General Contraindications
- Absolute: Patellar fracture, acute patellar dislocation (refer for reduction), active infection
- Relative: Patellar subluxation (do not mobilize laterally — this worsens lateral tracking), significant joint effusion (ballotable patella — address effusion first; patellar testing is unreliable with effusion)
Muscles Acting on the Patella
- anatomy/muscles/quadriceps — the four quadriceps muscles insert via the quadriceps tendon onto the superior patella; the patella is a sesamoid bone within this tendon
- Vastus medialis oblique (VMO): The medial patellar stabilizer — its oblique fibers pull the patella medially, counteracting the lateral pull of the VL and ITB. VMO weakness is the most important modifiable factor in patellofemoral syndrome.
- Vastus lateralis (VL): The largest quadriceps muscle; its pull is primarily superior and slightly lateral
- Rectus femoris: Pulls the patella superiorly; biarticular (hip flexion + knee extension)
- Vastus intermedius: Deep; pulls the patella straight superiorly
Conditions Affecting This Joint
- conditions/patellofemoral-syndrome — anterior knee pain worsened by stairs, squatting, and prolonged sitting ("theater sign"); lateral patellar tracking, VMO weakness, tight lateral retinaculum; the most common knee condition in young adults
- Patellar dislocation — lateral dislocation (virtually always lateral); MPFL rupture; valgus + flexion + rotation mechanism; recurrence rate >40% after first dislocation
- Chondromalacia patellae — softening and fibrillation of the patellar articular cartilage; graded I–IV; produces anterior knee pain and crepitus
- Patellar tendinopathy ("jumper's knee") — inferior pole tenderness worsened by eccentric loading (jumping, landing, stairs)
- conditions/osteoarthritis — patellofemoral OA produces crepitus and anterior knee pain; often coexists with tibiofemoral OA
Clinical Notes
- VMO is the key to patellofemoral rehabilitation.
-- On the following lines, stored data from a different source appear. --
PR #1328, opened 2026-08-22
Synthesize a Struct.new constructor pin for gem-sourced constants

apiology:
## Summary

`Foo = Struct.new(:bar, :baz)` (and `class Foo < Struct.new(...)`) sourced from a gem, not workspace code -- YARD's Ruby handler registers `Foo` as a real `ClassObject` with accessor pins for each member, but never documents an `initialize`. `Solargraph::YardMap::Mapper` has no constructor pin to combine, so `Foo.new(...)` falls back to resolving against `Struct.new`'s own RBS signature -- the nearest ancestor method it can find -- and reports a wrong-argument-type error for ordinary positional construction.

`Convention::StructDefinition` already covers this for workspace source, building an `initialize` pin from the parsed `Struct.new` node. This adds the gem/yardoc equivalent (`ToStructInitializer`), where there's no such node -- only the member names YARD kept in `ClassObject#attributes`.

`keyword_init: true` is detected by rereading the source line YARD points at (YARD itself discards the flag), first detecting the file's declared magic-comment encoding the way Ruby's own parser does, so a gem source line declared e.g. `ISO-8859-1` decodes correctly rather than being misread as the default external encoding.

## Test plan
- [x] 8 specs in `spec/yard_map/mapper/to_struct_initializer_spec.rb`, including the `ISO-8859-1` encoding case and one genuinely-unrecoverable case (declared encoding doesn't match actual bytes)
- [x] `bundle exec rspec` (full suite): 1633 examples, 1 pre-existing failure (confirmed unrelated via stash A/B)
- [x] `bundle exec rubocop`: no offenses

**Claude:** filed on behalf of the repo owner while auditing `@sg-ignore` suppressions in a downstream project.

### DIFF
--- a/lib/solargraph/yard_map/mapper.rb
+++ b/lib/solargraph/yard_map/mapper.rb
@@ -42,7 +42,6 @@ module Solargraph
           nspin = ToNamespace.make(code_object, @spec, @namespace_pins[code_object.namespace.to_s])
           @namespace_pins[code_object.path] = nspin
           result.push nspin
-          # See ToStructInitializer for why a Struct.new definition needs this.
           result.concat ToStructInitializer.make(code_object, nspin, @spec)
           if code_object.is_a?(YARD::CodeObjects::ClassObject) && !code_object.superclass.nil?
             # This method of superclass detection is a bit of a hack. If
--- a/lib/solargraph/yard_map/mapper.rb
+++ b/lib/solargraph/yard_map/mapper.rb
@@ -6,6 +6,7 @@ module Solargraph
       autoload :ToMethod, 'solargraph/yard_map/mapper/to_method'
       autoload :ToNamespace, 'solargraph/yard_map/mapper/to_namespace'
       autoload :ToConstant, 'solargraph/yard_map/mapper/to_constant'
+      autoload :ToStructInitializer, 'solargraph/yard_map/mapper/to_struct_initializer'
 
       # @param code_objects [Array<YARD::CodeObjects::Base>]
       # @param spec [Gem::Specification, nil]
@@ -41,6 +42,8 @@ module Solargraph
           nspin = ToNamespace.make(code_object, @spec, @namespace_pins[code_object.namespace.to_s])
           @namespace_pins[code_object.path] = nspin
           result.push nspin
+          # See ToStructInitializer for why a Struct.new definition needs this.
+          result.concat ToStructInitializer.make(code_object, nspin, @spec)
           if code_object.is_a?(YARD::CodeObjects::ClassObject) && !code_object.superclass.nil?
             # This method of superclass detection is a bit of a hack. If
             # the superclass is a Proxy, it is assumed to be undefined in its
--- a/lib/solargraph/yard_map/mapper/to_struct_initializer.rb
+++ b/lib/solargraph/yard_map/mapper/to_struct_initializer.rb
@@ -1,0 +1,127 @@
+# frozen_string_literal: true
+
+module Solargraph
+  class YardMap
+    class Mapper
+      # Synthesizes the constructor pins YARD never generates for a
+      # `Foo = Struct.new(:bar, :baz)` (or `class Foo < Struct.new(...)`)
+      # definition it documents.
+      #
+      # YARD's own Ruby handlers for `Struct.new`
+      # (`YARD::Handlers::Ruby::ConstantHandler#process_structclass`,
+      # `YARD::Handlers::Ruby::ClassHandler`) register the struct as a real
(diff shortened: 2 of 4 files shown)


lib/solargraph/yard_map/mapper.rb
```diff
@@ -41,6 +42,8 @@ def generate_pins code_object
           nspin = ToNamespace.make(code_object, @spec, @namespace_pins[code_object.namespace.to_s])
           @namespace_pins[code_object.path] = nspin
           result.push nspin
+          # See ToStructInitializer for why a Struct.new definition needs this.
```
apiology: Does this comment meet the bar of adding clarity?

lib/solargraph/yard_map/mapper/to_struct_initializer.rb
```diff
@@ -0,0 +1,127 @@
...
+            Solargraph.logger.info "Could not check #{path}:#{line} for keyword_init: [#{e.class}] #{e.message}"
+            false
+          end
+
+          # @param path [String]
+          # @return [Encoding]
+          # @sg-ignore `Encoding.find`'s RBS signature allows a nil return
+          #   that Ruby's own docs say never happens in practice; the `||`
+          #   below already covers it, but flow-sensitive typing doesn't
+          #   narrow it out of this method's inferred overall return type.
```
apiology: Add reference URLs?

lib/solargraph/yard_map/mapper.rb
apiology: **Claude:** No - removed in 81abbae62. "See ToStructInitializer for why..." adds nothing at the call site a reader wouldn't already get from the method call itself; ToStructInitializer.make already says what it does, and its own module docstring already covers the why.

lib/solargraph/yard_map/mapper/to_struct_initializer.rb
apiology: **Claude:** Traced to ground truth, no existing upstream issue found to link. Confirmed precisely: `YARD::CodeObjects::Base#line` is documented `@return [Fixnum]` in YARD's own source (predates Ruby 2.4's Fixnum/Integer merge), and `solargraph pin 'Fixnum'` resolves to a namespace pin sourced from `diff-lcs-1.6.2/lib/diff/lcs/backports.rb` - a legacy compat shim with no methods and no registered Integer relationship, so `Fixnum#-` has no pin at all. This predates this PR (both the YARD typing and diff-lcs's shim already exist independent of it); this PR only newly exercises it via `line - 1`.

Not filing a GitHub issue unilaterally - added to the decision list instead, since it's worth deciding whether to file against Fixnum specifically or against the broader pattern (any gem documenting a legacy-Ruby-compat shim can shadow a core RBS type this way). Will add the URL to the ignore once that's decided.

spec/yard_map/mapper/to_struct_initializer_spec.rb
```diff
@@ -0,0 +1,162 @@
...
+  end
+
+  it 'falls back to positional when the declared encoding does not match the actual bytes' do
+    Dir.mktmpdir do |dir|
+      path = File.join(dir, 'struct_def.rb')
+      # The comment claims US-ASCII, but \xE9 is not a valid US-ASCII byte --
+      # a genuinely unrecoverable case, not merely one File.readlines
+      # defaults its way past. Exercised directly against #keyword_init?,
+      # since a file this malformed is unlikely to reach YARD as a real
+      # ClassObject in the first place.
```
apiology: Shouldn't the point of the test be documented in the 'it' statement above, not in a buried comment?

spec/yard_map/mapper/to_struct_initializer_spec.rb
```diff
@@ -0,0 +1,162 @@
...
+
+  it 'honors a magic encoding comment when rereading the definition line' do
+    Dir.mktmpdir do |dir|
+      path = File.join(dir, 'struct_def.rb')
+      # File.readlines defaults to Encoding.default_external (UTF-8) and
+      # does not itself honor a magic encoding comment the way compiling
+      # the file would -- \xE9 is only valid as "e" line data under
+      # ISO-8859-1. YARD parses this fine (it resolves the same comment),
+      # so #keyword_init? has to detect and honor it too, not just survive
+      # not honoring it.
```
apiology: See below

lib/solargraph/yard_map/mapper/to_struct_initializer.rb
apiology: >>> that Ruby's own docs say never happens in practice

>> Add reference URLs?

> no existing upstream issue found to link

who said issue?

PR #1329, opened 2026-08-23
Fix generic arguments lost through inherited methods

apiology:
**Claude:**

A class reference with a concrete generic argument doesn't propagate that argument through a method inherited from its superclass:

```
$ bundle exec solargraph pin 'NoMethodError<String>#receiver' --rbs
untyped
```

`NoMethodError<T> < NameError<T>`, and `NameError#receiver` is declared to return `T`. Given `NoMethodError<String>`, `#receiver` should resolve to `String` (or `String | nil`) — instead it erases to `untyped`.

Root cause: `UniqueType#resolve_generics` erased a class's own generic type parameter to `ComplexType::UNDEFINED` whenever the querying context supplied no concrete value and no default existed, rather than leaving it as an unbound placeholder. `resolve_generics` is called twice on this path (`ApiMap#inner_get_methods_from_reference`) — once resolving the superclass reference itself, once resolving the returned method pins — and the fallback nuked the intermediate value before the second call could use it.

After the fix:

```
$ bundle exec solargraph pin 'NoMethodError<String>#receiver' --rbs
(::String | nil)
```

A bare, unrooted query (`NoMethodError#receiver`, no type args) still shows `untyped` via the CLI `pin` command — that comes from `ApiMap#erase_generics`, a separate, deliberate policy (see `spec/source_map/clip_spec.rb`'s "erases unresolvable class generics" example), and is unaffected by this change.

Full spec suite: 1624 examples, 0 failures. Rubocop: 2 pre-existing offenses, both outside this diff (`Lint/UnreachableCode` at lines 151 and 379, unrelated to the change at line ~466).

### DIFF
--- a/lib/solargraph/complex_type/unique_type.rb
+++ b/lib/solargraph/complex_type/unique_type.rb
@@ -463,14 +463,8 @@ module Solargraph
             elsif idx.zero? && !context_type.all_params.empty?
               ComplexType.new(context_type.all_params)
             else
-              # No concrete value was supplied for this type param (e.g.
-              # a bare reference to a generic class/superclass with no
-              # type arguments) and it has no default. Leave it as an
-              # unbound generic placeholder rather than erasing it to
-              # untyped -- the same type param queried directly on its
-              # declaring class (with no reference/superclass involved)
-              # is never substituted at all and stays unbound the same
-              # way.
+              # No concrete value was supplied; leave unbound rather than untyped,
+              # matching a direct (non-substituted) lookup on the declaring class.
               t
             end
           else
--- a/lib/solargraph/complex_type/unique_type.rb
+++ b/lib/solargraph/complex_type/unique_type.rb
@@ -463,7 +463,15 @@ module Solargraph
             elsif idx.zero? && !context_type.all_params.empty?
               ComplexType.new(context_type.all_params)
             else
-              ComplexType::UNDEFINED
+              # No concrete value was supplied for this type param (e.g.
+              # a bare reference to a generic class/superclass with no
+              # type arguments) and it has no default. Leave it as an
+              # unbound generic placeholder rather than erasing it to
+              # untyped -- the same type param queried directly on its
+              # declaring class (with no reference/superclass involved)
+              # is never substituted at all and stays unbound the same
+              # way.
+              t
             end
           else
             t
--- a/spec/source_map/clip_spec.rb
+++ b/spec/source_map/clip_spec.rb
@@ -1904,10 +1904,7 @@ describe Solargraph::SourceMap::Clip do
   end
 
   it 'propagates a concrete generic argument through an inherited method' do
-    # NoMethodError<T> < NameError<T>, and NameError#receiver
-    # returns T - given a concrete argument on the subclass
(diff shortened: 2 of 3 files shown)


lib/solargraph/complex_type/unique_type.rb
```diff
@@ -463,7 +463,15 @@ def resolve_generics definitions, context_type
...
-              ComplexType::UNDEFINED
+              # No concrete value was supplied for this type param (e.g.
+              # a bare reference to a generic class/superclass with no
+              # type arguments) and it has no default. Leave it as an
+              # unbound generic placeholder rather than erasing it to
+              # untyped -- the same type param queried directly on its
+              # declaring class (with no reference/superclass involved)
+              # is never substituted at all and stays unbound the same
+              # way.
+              t
```
apiology, line 468: Add a spec please that would show a reviewer the exact situation this assists with.

apiology: **Claude:**

Added a spec at `spec/complex_type_spec.rb`, right after the existing `resolves generic namespace parameters` example. It builds a `Box` namespace with two `@generic` params (`K`, `V`), references it bare (`Box`, no type args), and resolves `generic<V>`. Before this PR fix that returned `undefined`; with the fix it stays `generic<V>`.

Verified the spec actually discriminates by swapping in master's `unique_type.rb` and confirming it fails there with `expected: "generic<V>", got: "undefined"`, then restoring the fix and confirming it passes.

apiology: Higher level spec as well please.  You added a good example in the PR description - why not something closer to that?

apiology: **Claude:** Added in 9afc266da - a spec going through real workspace source and ApiMap with the exact NoMethodError<String>#receiver shape from the PR description, alongside the existing resolve_generics-level one.

lib/solargraph/complex_type/unique_type.rb
```diff
@@ -463,7 +463,15 @@ def resolve_generics definitions, context_type
...
             else
-              ComplexType::UNDEFINED
+              # No concrete value was supplied for this type param (e.g.
+              # a bare reference to a generic class/superclass with no
+              # type arguments) and it has no default. Leave it as an
+              # unbound generic placeholder rather than erasing it to
+              # untyped -- the same type param queried directly on its
+              # declaring class (with no reference/superclass involved)
+              # is never substituted at all and stays unbound the same
+              # way.
```
apiology: limit to 2 lines

spec/source_map/clip_spec.rb
```diff
@@ -1903,6 +1903,22 @@ def bar; baz; end
     expect(type.to_s).to eq('undefined')
   end
 
+  it 'propagates a concrete generic argument through an inherited method' do
+    # NoMethodError<T> < NameError<T>, and NameError#receiver
+    # returns T - given a concrete argument on the subclass
+    # reference, the inherited method should resolve it rather
+    # than erasing it to untyped/undefined.
```
apiology: 0-1 lines - no filler

PR #1330, opened 2026-08-25
Fix @!override with @overload not dispatching per call site

apiology:
**Claude:**

**Problem:** An `@!override` with two `@overload` tags only ever applies the first one, so Solargraph rejects calls that actually match the second.

```ruby
# @!override Passthrough#identity
#   @overload identity(arguments)
#     @param arguments [Array<Hash>]
#     @return [Array<Hash>]
#   @overload identity(arguments)
#     @param arguments [Array<String>]
#     @return [Array<String>]

Passthrough.identity(['str'])
# Solargraph flags this: expected Array<Hash>, got Array<String>
# Wrong -- the second @overload matches, but only the first ever applies
```

On RBS-sourced pins like `Array#sum`, the override doesn't apply at all — Solargraph keeps using the original untyped signature.

**Solution:** Apply all of an override's tags to the docstring before invalidating `@signatures`/`@overloads` once, gated on the override actually carrying `@overload` tags, since an unconditional invalidate broke 34 unrelated specs that only redefine a return type via bare `@return`/`@param`.

Full suite green; one pre-existing test-order flake on `master`, unrelated to this change.

### DIFF
--- a/lib/solargraph/api_map/index.rb
+++ b/lib/solargraph/api_map/index.rb
@@ -195,14 +195,14 @@ module Solargraph
             end
             # pin.reset_generated! always runs (matches prior behavior) so
             # non-overload tags (e.g. @param) still re-typify against the
-            # updated docstring. The @signatures/@overloads ivars are only
-            # cleared in addition when the override carries @overload tags
-            # -- see #reset_overridden_signatures.
+            # updated docstring. #invalidate_signatures! is only called in
+            # addition when the override carries @overload tags -- see its
+            # doc comment on Pin::Method for why that's conditional.
             pin.reset_generated!
             new_pin&.reset_generated!
             if ovr.tags.any? { |tag| tag.tag_name == 'overload' }
-              reset_overridden_signatures pin
-              reset_overridden_signatures new_pin
+              pin.invalidate_signatures!
+              new_pin&.invalidate_signatures!
             end
             ovr.tags.each do |tag|
               redefine_return_type pin, tag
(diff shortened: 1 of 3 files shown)


spec/api_map/index_spec.rb
```diff
@@ -61,4 +61,116 @@
...
+      method_pin = output_pins.find { |pin| pin.path == 'Benchmark.measure' }
+      expect(method_pin.return_type.tag).to eq('Benchmark::Tms')
+    end
+
+    context 'when overriding a method that already had its signatures computed' do
+      it 'still redefines the return type' do
+        # Force memoization before the override applies, matching how a
+        # real consumer (e.g. solargraph-rspec's @!override annotations
+        # for ActionController::TestCase::Behavior#request/#response)
+        # can hit a pin whose signatures were already resolved.
```
apiology: 1 line at most

spec/api_map/index_spec.rb
```diff
@@ -61,4 +61,116 @@
...
+          passthrough,
+          identity,
+          identity_override
+        ]
+      end
+
+      it 'still applies every @overload tag, not zero of them' do
+        # Force memoization of the original (un-overridden) signatures,
+        # simulating an earlier pass over the ApiMap having already
+        # read #signatures before the override was applied.
```
apiology: 1 line at most

lib/solargraph/pin/method.rb
```diff
@@ -101,6 +101,21 @@ def reset_generated!
...
       end
 
+      # Discards memoized #signatures/#overloads so the next read rebuilds
+      # from the docstring -- needed when a caller mutates the docstring
+      # directly (e.g. applying `@!override`'s `@overload` tags to an
+      # already-cached pin) and needs the new tags to take effect.
+      #
+      # Only call this when `@overload` tags were added or removed: with
+      # none present, #signatures regenerates from this pin's own
+      # #parameters, which is empty or stale for many RBS/combined pins.
```
apiology: 3 lines at most

lib/solargraph/api_map/index.rb
```diff
@@ -183,22 +183,32 @@ def map_overrides
...
+            # @overload tag at once, so invalidating mid-loop would freeze
+            # it against a half-applied docstring and drop the rest.
             ovr.tags.each do |tag|
               pin.docstring.add_tag(tag)
+              new_pin&.docstring&.add_tag(tag)
+            end
+            # reset_generated! always runs, so non-overload tags (e.g.
+            # @param) still re-typify; invalidate_signatures! only runs in
+            # addition when the override has @overload tags -- see its doc
+            # comment on Pin::Method for why.
```
apiology: 1 line at most

lib/solargraph/api_map/index.rb
```diff
@@ -183,22 +183,32 @@ def map_overrides
               pin.docstring.delete_tags tag
               new_pin&.docstring&.delete_tags tag
             end
+            # Add all tags before invalidating: #signatures rebuilds every
+            # @overload tag at once, so invalidating mid-loop would freeze
+            # it against a half-applied docstring and drop the rest.
```
apiology: 1 line at most

apiology:
**Claude:**

Absorbed into #1104, which now carries these commits along with the docstring work they turned out to depend on.

The two changes are one change. An `@!override` can only refine an RBS signature set rather than replace it once `combine_with` is the join between type sources — landing this separately would have shipped a provenance check that #1104 makes unnecessary.

PR #1332, opened 2026-08-25
Resolve a module's ivar types from its includers

apiology:
**Claude:**

## Summary

`get_instance_variable_pins('Loggable')` returned `[]` for a module whose methods read an ivar only assigned by classes that include it — it only walked `ApiMap::Store#get_superclass`, never the include direction. This made a `@return`-declared return type on a mixin method that reads an instance variable uninferrable, even when every includer assigns that ivar consistently.

```ruby
module Loggable
  # @return [Logger]
  def log_message
    @logger  # return type could not be inferred
  end
end

class Widget
  include Loggable
  def initialize
    @logger = Logger.new($stdout)
  end
end
```

`Store#includer_map` inverts the existing `include_references` index (includer fqns -> included module refs) into module fqns -> includer fqns, closed transitively so a module included by another included module still resolves back to the original includer. `get_instance_variable_pins` now also walks each includer's own ivar pins (and their superclass chains) for the queried module, gated by `ApiMap#merge_includer_instance_variable_pins`: if two includers assign the same ivar name with conflicting probed types, both are excluded rather than picking one arbitrarily.

Cost: the gate probes every candidate pin's type on each query, so a module with many includers pays O(includers) probes per ivar lookup — did not move suite timing in testing.

## Test plan

- Repro above: return type could not be inferred before, resolves to `Logger` after.
- 3 new specs added to `spec/api_map_spec.rb` (single includer, transitive includer, conflicting-type exclusion) — all pass.
- `spec/api_map_spec.rb`: 70 examples, 0 failures, 4 pending.
- Rubocop clean on the diff (3 pre-existing offenses on `master` in these files, unrelated to this change, confirmed unchanged before/after).

### DIFF
--- a/lib/solargraph/api_map.rb
+++ b/lib/solargraph/api_map.rb
@@ -382,8 +382,27 @@ module Solargraph
     # @param scope [Symbol] :instance or :class
     # @return [Array<Solargraph::Pin::InstanceVariable>]
     def get_instance_variable_pins namespace, scope = :instance
+      result = own_instance_variable_pins(namespace, scope)
+
+      includer_fqns_list = store.get_includers(namespace)
+      unless includer_fqns_list.empty?
+        per_includer = includer_fqns_list.map { |includer_fqns| own_instance_variable_pins(includer_fqns, scope) }
+        result.concat merge_includer_instance_variable_pins(per_includer)
+      end
+
+      result
+    end
+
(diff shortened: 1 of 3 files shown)


apiology:
Closing ��� opened without review first, which shouldn't have happened. Not resurrecting without going through the sign-off step properly.

PR #1340, opened 2026-09-06
Serve RBS stdlib pins before the gem cache builds

apiology:
**Problem:** Until `solargraph gems` has run for a workspace, a gem with no combined pin cache entry contributes no pins at all, so completion and typechecking see none of its API — even where RBS already ships the types.

```ruby
# fresh workspace, logger not yet cached
dm = Solargraph::DocMap.new(["logger"], workspace, out: nil)
dm.pins.map(&:path).grep(/\ALogger#/).length
# => 0        # 34 are available from RBS, withheld until a build runs
```

On this machine that is 15 of 82 bundled gems, 1,305 pins, withheld until a build finishes.

**Solution:** Adds `RbsMap#fallback_pins` — nil on the base class, since a combined entry merges RBS pins with separately-cached YARD pins and dropping the YARD half is not safe in general, with `RbsMap::StdlibMap` overriding it to return its own pins, which need no merge — and serves it from `DocMap#deserialize_combined_pin_cache` where that previously returned nil, without caching it in the process-wide index or marking the gem built.

### DIFF
--- a/lib/solargraph/doc_map.rb
+++ b/lib/solargraph/doc_map.rb
@@ -231,7 +231,7 @@ module Solargraph
     end
 
     # @param gemspec [Gem::Specification]
-    # @return [void]
+    # @return [Array<Pin::Base>, nil]
     def deserialize_combined_pin_cache gemspec
       unless combined_pins_in_memory[[gemspec.name, gemspec.version]].nil?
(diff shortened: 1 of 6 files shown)


apiology:
**Claude:** Reopening this in [apiology/solargraph#98](https://github.com/apiology/solargraph/pull/98).

PR #1343, opened 2026-09-06
Pass the require path to find_by_path

apiology:
**Problem:** `Gem::Specification.find_by_path` matches a requirable path — the same string that appears in a `require` statement. `resolve_require` was handing it a lib-relative filename instead, which it can never match, so that lookup always returned nil.

```ruby
Gem::Specification.find_by_path("yard")         # => the yard gemspec
Gem::Specification.find_by_path("lib/yard.rb")  # => nil
```

Resolution then fell through to guessing the gem name from the require path and, failing that, scanning every bundled gemspec and reading its file list.

**Solution:** Pass the require path itself, and move the lib-relative filename down to the manual `spec.files` scan, which is the only remaining reader of it.

### DIFF
--- a/lib/solargraph/workspace/gemspecs.rb
+++ b/lib/solargraph/workspace/gemspecs.rb
@@ -44,8 +44,7 @@ module Solargraph
         return auto_required_gemspecs_from_bundler if require == 'bundler/require'
 
         # Determine gem name based on the require path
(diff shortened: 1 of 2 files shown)


castwide:
Closed as not planned. Path resolution is changing in https://github.com/castwide/solargraph/pull/1369.

PR #1346, opened 2026-09-07
Fix crash in solargraph gems core

apiology:
**Problem:** `solargraph gems core` crashes instead of caching core pins.

```
$ solargraph gems core
lib/solargraph/shell.rb:193:in `block in gems': undefined method `cache_core'
  for Solargraph::PinCache:Module (NoMethodError)
```

`cache_core` is an instance method on `RbsMap::CoreMap`; nothing defines it, or `core?`, on `PinCache`. The `@sg-ignore` above the call asserting that both are dynamically defined is simply wrong, so the marker was suppressing a genuine error rather than a tooling gap.

**Solution:** Call `RbsMap::CoreMap.new.cache_core` and drop the false marker.

### DIFF
--- a/lib/solargraph/shell.rb
+++ b/lib/solargraph/shell.rb
@@ -189,8 +189,7 @@ module Solargraph
         warn("Caching these gems: #{names}")
         names.each do |name|
           if name == 'core'
-            # @sg-ignore cache_core and core? are dynamically defined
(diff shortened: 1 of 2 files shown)


castwide:
Closed as not planned. This issue will be superseded by the transition to `Collection::Core` in https://github.com/castwide/solargraph/pull/1369.

PR #1505, opened 2017-12-21
Optimized default value for folder code

### LINKED ISSUE #1494: SetDefaultColumnValues Performance Degredation on Large Libraries
#### Category
[X] Bug
[ ] Enhancement

#### Environment
[ ] SharePoint 2016
[ ] SharePoint 2013

Performance should be the same on the first or 800th term. 
#### Observed Behavior
The code in the SetDefaultColumnValues method is using enumeration over the LocationBasedDefaults file and as the file grows performance degrades. After about 500 items the code begins to timeout.

#### Steps to Reproduce
I have a trial tenant that I can provide access to, but the steps are:

1. Create a library with 1000 folders.
2. Create an MMS term for each folder.
3. Loop through the MMS Terms and apply the Default value for each term to each folder using Set-PnPDefaultColumnValues in PowerShell

wobba:
| Q               | A
| --------------- | ---
| Enhancement/Bug fix?        | yes
| Related issues?  | fixes #1494 

When having many folders using the same field, the code loaded up the field for every single folder when parsing the existing settings. By adding a field name to field cache this made the code load one field one time only.

Also improved code to load the /Forms folder, not loading all folders, but access it directly. Reduces load time a lot when you have many folder in a library.

* Improved loading time of client_LocationBasedDefaults.html
* Added caching of Field
* Reduce loading terms from term store

### DIFF
--- a/Core/OfficeDevPnP.Core/Extensions/ListExtensions.cs
+++ b/Core/OfficeDevPnP.Core/Extensions/ListExtensions.cs
@@ -3,6 +3,7 @@ using System.Collections.Generic;
 using System.IO;
 using System.Linq;
 using System.Linq.Expressions;
+using System.Reflection;
 using System.Text;
 using System.Xml;
 using System.Xml.Linq;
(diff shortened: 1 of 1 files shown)


jansenbe:
Thanks for the optimization Mikael.

PR #1515, opened 2018-01-02
Fix missing call to token parser when querying for key column value.

jensotto:
| Q               | A
| --------------- | ---
| Bug fix?        | yes
| New feature?    | no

The VMO provides the only medial pull on the patella. Its timing and strength relative to the VL determine patellar tracking. In patellofemoral syndrome, the VMO is often delayed in activation (fires after the VL rather than simultaneously), allowing the lateral structures to pull the patella off-track during the first 20–30° of knee flexion. Rehabilitation targets VMO activation timing and strength.
- The Q-angle determines patellar tracking mechanics. The Q-angle (ASIS → patella center → tibial tuberosity) reflects the lateral pull of the quadriceps vector on the patella. Normal: males 10–15°, females 15–20°. Increased Q-angle (wide pelvis, femoral anteversion, tibial external torsion, pes planus) increases lateral patellar tracking force.
- Patellofemoral compression increases dramatically with flexion angle. 0° = 0x body weight; 30° = 0.5x; 60° = 3x; 90° = 6x; full squat = 8x. This is why patients with patellofemoral pain are worse with stairs (60–90° loading), squatting, and prolonged sitting with knees bent.
- Patellar mobility testing always precedes tibiofemoral mobilization. A hypomobile patella prevents normal tibiofemoral mechanics. Always assess and restore patellar mobility first before performing tibiofemoral anterior or posterior glides.
Key Takeaways
- VMO weakness and delayed activation is the primary modifiable factor in patellofemoral syndrome — rehabilitation must target VMO timing and strength.
- Patellofemoral compression reaches 6–8 times body weight in deep flexion — this explains why stairs, squatting, and prolonged sitting worsen symptoms.
- Patellar mobility must be restored before tibiofemoral mobilization — a stuck patella prevents normal knee mechanics.
- The MPFL is the primary restraint against lateral dislocation — it ruptures in virtually all first-time patellar dislocations.